I just did mine myself, no frame off, no not every nut and bolt, I spent just over 10 grand.


----------



## 67/04gto (Jan 15, 2005)

it all depends on what level of a resto u are after


----------



## jeffbgto (Feb 15, 2009)

I would agree with the guys above. I have spent as little as 10 to 15K on a driver and 30 to 45K on a show body off restoration. Either way get your check book out and ready.


----------



## Too Many Projects (Nov 15, 2008)

jeffbgto said:


> I would agree with the guys above. I have spent as little as 10 to 15K on a driver and 30 to 45K on a show body off restoration.
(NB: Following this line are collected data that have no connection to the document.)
PR #3572, opened 2021-02-17
[reference-types] Support passive elem segments

martianboy:
Passive element segments do not belong to any table, so the link between
Table and elem needs to be weaker; i.e. an elem may have a table in case
of active segments, or simply be a collection of function references in 
case of passive/declarative segments.

This PR takes Table::Segment out and turns it into a first class module
element just like tables and functions. It also implements early support
for parsing, printing, encoding and decoding passive/declarative elem
segments.


martianboy:
@tlively @kripken @aheejin This is an early wip, and is still buggy/broken. I just wanted to get early comments on the architectural changes made in `wasm.h` and see if there are reservations/concerns about them. In particular, I haven't made up my mind about keeping `Table.segments` to reference their active elem segments. Appreciate your thoughts and comments.

tlively:
Thanks @martianboy! I will try to review this in the next few days, but from the direction you describe in the PR description sounds good to me 👍

martianboy:
@tlively This should be ready for a review! I'm just going over the changes myself to see if I haven't missed anything. I might be missing a few tests somewhere in case of modified functionality.

src/wasm.h
```diff
@@ -1720,33 +1722,41 @@ class Export {
   ExternalKind kind;
 };
 
+struct ElemSegment : Named {
+  enum Status { ACTIVE = 0, PASSIVE = 1, DECLARATIVE = 2 };
```
tlively, line 1726: Our convention has been to call this kind of enum `Kind` and to use use `PascalCase` rather than all-caps for the values.

Declarative segments are just for predeclaring what functions can be the operands of `ref.func`, right? Since they don't add any semantic value of their own, it might be simpler to not store them at all in the IR and to recreate them as part of Module writing. If we can avoid storing declarative segments, then we could just use the presence of `Name table` to differentiate between active and passive segments, so we wouldn't need this enum at all.

tlively (commented):
I haven't finished reading everything yet, but here are some comments on the important bits to start out.

src/wasm.h
```diff
@@ -1720,33 +1722,41 @@ class Export {
...
-    Segment(Expression* offset) : offset(offset) {}
-    Segment(Expression* offset, std::vector<Name>& init) : offset(offset) {
-      data.swap(init);
-    }
-  };
-
   Address initial = 0;
   Address max = kMaxSize;
-  std::vector<Segment> segments;
+  std::vector<ElemSegment*> segments;
```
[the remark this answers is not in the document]
tlively: If we got rid of these vectors, we could have some helper iterators for iterating over all the segments of a particular table to help keep other code simple.

src/wasm.h
martianboy: Hey I like that idea a lot! But wouldn't that mean we have to loop over all `ref.func` expressions to reconstruct the declarative element segment? It's either that, or keeping track of all `ref.func` operands while constructing/modifying the IR, which I suspect is even more complicated.

src/binaryen-c.cpp
```diff
@@ -3360,11 +3337,13 @@ BinaryenTableRef BinaryenAddTable(BinaryenModuleRef module,
...
-  Table::Segment segment((Expression*)offset);
+  auto elem = std::make_unique<ElemSegment>(name, (Expression*)offset);
+  elem->setName(Name::fromInt(((Module*)module)->elemSegments.size()), false);
   for (BinaryenIndex i = 0; i < numFuncNames; i++) {
-    segment.data.push_back(funcNames[i]);
+    elem->data.push_back(funcNames[i]);
   }
-  table->segments.push_back(segment);
+  table->segments.push_back(elem.get());
+  ((Module*)module)->addElemSegment(std::move(elem));
```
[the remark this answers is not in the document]
martianboy: Sure, I'm going to dedicate a separate PR to the public APIs as they are lacking in many areas related to tables. I'll fix this one here though. 👍🏼

src/wasm.h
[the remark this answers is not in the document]
martianboy: This was my original idea to drop `table.segments` completely, but then I thought of the various passes and decided it might be safer to keep it first and then see if it can be dropped after. I'll go over the changes again and check. 👍🏼

src/wasm.h
tlively: Yes, we would have to run an analysis pass over the module to find all the operands of `ref.func` instructions. We already do something similar to collect all the types that need to be emitted into the type section, so you could use something similar. Check out the implementation and uses of `ModuleUtils::collectHeapTypes`.

martianboy: Yeah great, I've already refactored the changes to remove `Table.segments` and also tried to eliminate all use cases of this `Status` enum. Reconstructing the declarative segment should be easy now.

martianboy:
@tlively Regarding `module-splitting.cpp`, I was wondering how the presence of passive elements and table instructions might affect the `TableSlotManager`. Right now it uses an existing table and have some restrictions with elements that have a global offset. But table instructions allow arbitrary modifications on the contents of a table at runtime, so an existing table would probably not be a safe choice anymore. Wouldn't it be simpler if we created a separate table for splitting purposes? We could check for existence of passive elements to do that, so we don't create unnecessary tables in simpler cases.

tlively:
Yes, when reference-types is enabled, it would be great to generate a fresh table for module splitting. No need to make functional changes like that in this PR, though. The module-splitting code is extremely experimental, so it's ok if it makes unsafe assumptions for now.

martianboy:
@tlively One thing I noticed while implementing `Module::collectReferencedFunctions`, was that with the naive approach of looping over all `ref.func`s, in a lot of cases we're creating a declarative elem segment without a good reason. If I'm not mistaken, the reason for the introduction of declarative segments (which was [discussed here](https://github.com/WebAssembly/reference-types/issues/31)) was to declare functions that are implicitly exported via another exported function that returns a funcref, or a `table.set` instruction on imported/exported tables.

So it appears that we can improve the naive approach a bit further by looping over exported functions that return a `funcref` (directly, or indirectly as part of a tuple or struct, right?), walk the function body and extract all `ref.func`ed functions to put in the declared segment. But it also sounds more complex.

What do you think? Can you think of a simpler approach that might have similar benefits?

tlively:
If I understand correctly,`ref.fun`c is only valid if the target function appears in some table, whether or not the `funcref` actually escapes the module via exported function or some other mechanism. To ensure that we emit valid modules, we then have to ensure that we have a declarative segment containing all function operands to `ref.func` _that are not already in some other segment_.

martianboy:
Oh interesting, the spec is a bit vague/hard to understand. Thanks for the explanation. In that case, I'll just have to exclude functions that are already in another elem segment.

martianboy:
Hey @dcodeIO, can you please take a look at the API changes in this PR and let me know what you think? I'm not very happy with it, having to pass a ref in some apis and an index in others. But I wanted to hear your thoughts first.

martianboy:
@tlively Sorry for the delay here, had a surgery last week. I think this PR is ready for a review aside from the missing JS APIs which I'll be adding later today. Sorry for adding more to the scope with the new C APIs, but a PR got merged in that prevented this PR to get away without at least a few meaningful APIs for elems.

By the way, something that came up during the API changes was that since we don't store the declarative segment in the IR, we can't offer an API to manually manipulate such a segment. One way would be to offer an API to generate the declarative segment (just like what is done automatically when writing or printing). WDYT? cc @dcodeIO

src/binaryen-c.h
```diff
@@ -2051,22 +2051,15 @@ BINARYEN_API void BinaryenRemoveEvent(BinaryenModuleRef module,
...
 
-// TODO: Add support for multiple segments in BinaryenSetFunctionTable.
-BINARYEN_API void BinaryenSetFunctionTable(BinaryenModuleRef module,
-                                           BinaryenIndex initial,
-                                           BinaryenIndex maximum,
-                                           const char** funcNames,
-                                           BinaryenIndex numFuncNames,
-                                           BinaryenExpressionRef offset);
-BINARYEN_API int BinaryenIsFunctionTableImported(BinaryenModuleRef module);
+BINARYEN_API int BinaryenIsTableImported(BinaryenModuleRef module);
```
dcodeIO, line 2054: Wondering whether APIs assuming that there is a single function table in a module are still needed, once there can be multiple tables. My expectation would be that one can add multiple tables, and table operations, like checking or setting whether a table is imported, adding segments, walking segments etc. would then operate upon a `BinaryenTableRef`. Or, to obtain all segments in a module, one would walk over all tables, and then over each segment in each table.

CHANGELOG.md
```diff
@@ -42,6 +42,8 @@ Current Trunk
   - `module.getTableByIndex`
   - `module.getNumTables`
   - `binaryen.getTableInfo`
+- `BinaryenSetFunctionTable` and `module.setFunctionTable` have been removed
+  in favor of `BinaryenAddTable` and `module.addTable` respectively.
```
dcodeIO, line 46: This looks like a good change to me. I recently ran into issues with `BinaryenSetFunctionTable` yielding an "already exists" kind of error when a table had already been imported, and instead operating on a per-table basis seems like a desirable change.

src/binaryen-c.h
martianboy: You're right about this API, it should take a `BinaryenTableRef` for sure. Just note that since we also have passive elem segments that do not belong to a table, obtaining all segments by walking over all tables is not possible.

dcodeIO: I see, hmm. That would actually make in favor of representing segments the binary format way, as a list of segments belonging to a table or not, with some passive, plus perhaps a convenience API to walk all segments attached to a specific table, if that is possible. Hmmhmhm.

martianboy: That's right, that's how Binaryen will represent elem segments internally with this PR. I'm just not sure what can be done for iterating over the segments that belong to a specific table. The problem is that tables don't have references to their segments in the IR, so we have to iterate over all elem segments in the module. One thought was to return all elem refs for that table in an array, but I don't think any other API behaves like that.

dcodeIO: Agree, I guess the convenience API isn't strictly necessary in this PR, as long as iterating segments is generally possible. Can still look into that later, once we have a better idea what API users would actually need.

src/binaryen-c.cpp
```diff
@@ -3399,59 +3365,82 @@ BinaryenTableRef BinaryenGetTableByIndex(BinaryenModuleRef module,
   }
   return tables[index].get();
 }
-
-int BinaryenIsFunctionTableImported(BinaryenModuleRef module) {
-  if (((Module*)module)->tables.size() > 0) {
-    return ((Module*)module)->tables[0]->imported();
+BinaryenElemSegmentRef
+BinaryenAddActiveElemSegment(BinaryenModuleRef module,
```
dcodeIO, line 3369: What do you think of spelling out "Elem" as "Element" here and in similar places? Would feel a bit more consistent to me, since we also do not shorten "Function" to "Func" or similar in function names. Not feeling strongly, though.

martianboy: Hmm so `BinaryenAddActiveElementSegment` or `BinaryenAddActiveElement`? Making it consistent would require changing the name across the Binaryen IR as well. 🤔 I don't feel strongly either, it just makes statements longer, specially inside Binaryen.

martianboy: By the way, for this specific API, I can also provide a simpler version that can be used for both active and passive segments. So if null is provided for table name, I'll make it a passive segment otherwise it'll be active. My initial idea was that making it explicit might help with readability.

martianboy:
C & JS APIs are done now. I will add more APIs (specially setters) in a subsequent PR.

src/binaryen-c.cpp
tlively: I would support changing "Elem" to "Element" everywhere, but I also don't feel strongly about it as long we use either one of those consistently.

martianboy: FYI, I changed Elem to Element everywhere. Doesn't look bad.

tlively (commented):
I'm not quite done looking through this, but to prevent unnecessary delays, here are my comments so far :)

src/ir/module-splitting.cpp
```diff
@@ -87,20 +87,18 @@ namespace ModuleSplitting {
...
-      Index offset = 0;
-      if (auto* c = segment.offset->dynCast<Const>()) {
-        offset = c->value.geti32();
-      } else if (auto* g = segment.offset->dynCast<GlobalGet>()) {
-        base = g->name;
-      }
-      for (size_t i = 0; i < segment.data.size(); ++i) {
-        f(table->name, base, offset + i, segment.data[i]);
-      }
+  ModuleUtils::iterActiveElementSegments(module, [&](ElementSegment* elem) {
```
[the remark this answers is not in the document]
martianboy: Done.

src/ir/module-utils.h
```diff
@@ -420,6 +451,28 @@ template<typename T> struct CallGraphPropertyAnalysis {
   }
 };
 
+inline void collectReferencedFunctions(Module* wasm, std::set<Name>& funcs) {
+  struct RefFuncCollector : public WalkerPass<PostWalker<RefFuncCollector>> {
```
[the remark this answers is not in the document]
martianboy: Took it out per our conversation.

src/ir/table-utils.h
```diff
@@ -29,32 +30,36 @@ struct FlatTable {
...
+    ModuleUtils::iterTableSegments(wasm, table.name, [&](ElementSegment* elem) {
+      auto offset = elem->offset;
       if (!offset->is<Const>()) {
         // TODO: handle some non-constant segments
         valid = false;
         return;
       }
       Index start = offset->cast<Const>()->value.geti32();
-      Index end = start + segment.data.size();
+      Index end = start + elem->data.size();
```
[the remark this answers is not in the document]
martianboy: sure, you're right. done.

src/ir/table-utils.h
```diff
@@ -65,10 +70,10 @@ inline Table::Segment& getSingletonSegment(Table& table, Module& wasm) {
 // module has a single table segment, and that the dylink section indicates
 // we can validly append to that segment, see the check below.
 inline Index append(Table& table, Name name, Module& wasm) {
-  auto& segment = getSingletonSegment(table, wasm);
-  auto tableIndex = segment.data.size();
+  auto segment = getSingletonSegment(table, wasm);
```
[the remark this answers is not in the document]
martianboy: Thanks for clarifying that, I was wondering if there's a preferred style I should follow. Done.

src/js/binaryen.js-post.js
```diff
@@ -3001,12 +3008,36 @@ Module['getGlobalInfo'] = function(global) {
...
+        // for (let j = 0; j !== segmentLength; ++j) {
+        //   var ptr = Module['_BinaryenElementSegmentGetData'](module, i, j);
+        //   names[j] = UTF8ToString(ptr);
+        // }
+    //     arr.push({
+    //       'offset': Module['_BinaryenElementSegmentGetOffset'](module, i),
+    //       'names': names
+    //     });
+    //   }
+    //   return arr;
```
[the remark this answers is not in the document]
martianboy: Sorry, this was left from refactoring the js api. `getTableInfo` does not have access to the module, so it cannot find segments.

src/passes/FuncCastEmulation.cpp
```diff
@@ -173,17 +173,16 @@ struct FuncCastEmulation : public Pass {
...
-          auto iter = funcThunks.find(name);
-          if (iter == funcThunks.end()) {
-            auto thunk = makeThunk(name, module, numParams);
-            funcThunks[name] = thunk;
-            name = thunk;
-          } else {
-            name = iter->second;
-          }
+    for (auto& elem : module->elementSegments) {
+      // FIXME: should this check active elems only?
```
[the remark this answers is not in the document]
martianboy: Thanks, removed.

src/passes/LegalizeJSInterface.cpp
```diff
@@ -97,12 +97,11 @@ struct LegalizeJSInterface : public Pass {
...
         // from JS is legal for JS. Our stub makes it look like a native wasm
         // function.
-        for (auto& table : module->tables) {
-          for (auto& segment : table->segments) {
-            for (auto& name : segment.data) {
-              if (name == im->name) {
-                name = funcName;
-              }
+        for (auto& segment : module->elementSegments) {
+          // FIXME: Exclude declarative segments?
```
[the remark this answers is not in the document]
martianboy: This comment was made by me before deciding not to represent declared segments in the IR. It's now removed.

src/passes/Print.cpp
```diff
@@ -2676,36 +2676,75 @@ struct PrintSExpression : public UnifiedExpressionVisitor<PrintSExpression> {
...
+    o << '(';
+    printMedium(o, "elem");
+    if (curr->hasExplicitName) {
+      o << ' ';
+      printName(curr->name, o);
+    }
+
+    if (curr->table.is()) {
       // TODO(reference-types): check for old-style based on the complete spec
       if (currModule->tables.size() > 1) {
```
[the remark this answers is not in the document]
martianboy: It actually is, since elem segments always have a table name.

third_party/llvm-project/include/llvm/BinaryFormat/Wasm.h
```diff
@@ -147,7 +147,7 @@ struct WasmDataSegment {
   uint32_t Comdat; // from the "comdat info" section
 };
 
-struct WasmElemSegment {
+struct WasmElementSegment {
```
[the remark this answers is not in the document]
martianboy: My bad, replaced all! :) Fixed.

src/tools/fuzzing.h
```diff
@@ -532,22 +539,23 @@ class TranslateToFuzzReader {
...
-        if (auto* offset = segment.offset->dynCast<GlobalGet>()) {
-          if (!wasm.getGlobal(offset->name)->imported()) {
-            // TODO: the segments must not overlap...
-            segment.offset =
-              builder.makeConst(Literal::makeFromInt32(0, Type::i32));
+      ModuleUtils::iterTableSegments(
+        wasm, table->name, [&](ElementSegment* elem) {
+          // If the offset is a global that was imported (which is ok) but no
+          // longer is (not ok) we need to change that.
+          if (auto* offset = elem->offset->dynCast<GlobalGet>()) {
```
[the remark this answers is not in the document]
martianboy: Done.

src/passes/RemoveUnusedModuleElements.cpp
```diff
@@ -201,20 +214,24 @@ struct RemoveUnusedModuleElements : public Pass {
...
-    }
+    module->removeElementSegments([&](ElementSegment* curr) {
+      return curr->data.empty() ||
+             analyzer.reachable.count(ModuleElement(
+               ModuleElementKind::ElementSegment, curr->name)) == 0;
+    });
+    std::unordered_set<Name> nonemptyTables;
+    ModuleUtils::iterActiveElementSegments(*module, [&](ElementSegment* elem) {
+      if (nonemptyTables.count(elem->table) == 0) {
+        nonemptyTables.insert(elem->table);
```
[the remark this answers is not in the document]
martianboy: I added a comment above to make it more clear, but since we are removing empty element segments above this, all tables that have remaining segments need to be kept. Removed the redundant `if`.

martianboy:
@tlively This is now rebased on the current `main` branch.

test/binaryen.js/kitchen-sink.js
```diff
@@ -676,13 +676,14 @@ function test_core() {
...
-
+  
   module.removeTable("t1");
   assert(module.getNumTables() === 0);
-
-  // Legacy
-  module.setFunctionTable(1, 0xffffffff, [ binaryen.getFunctionInfo(sinker).name ]);
+  
+  module.addTable("0", 1, 0xffffffff);
+  module.addActiveElementSegment("0", "0", [ binaryen.getFunctionInfo(sinker).name ]);
```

Either way get your check book out and ready.


Checkbook.......:rofl:

Plastic, man.....


----------



## Rukee (Feb 8, 2007)

Some of us old schooler's pay for the plastic with the checkbook.


----------



## VettenGoat (Jun 19, 2007)

and then some of us REALLY old schoolers stash our accumulated black funds in a cigar box so there's no papertrail for the wife to follow. Alas, theres' no papertrail for me to follow either, but I'm certain between the motor, trans rebuild, rear rebuild, gas tank, radiator etc etc etc, I have an easy $25k on top of the ridiculous amount I paid the New Yorker that flipped me this car.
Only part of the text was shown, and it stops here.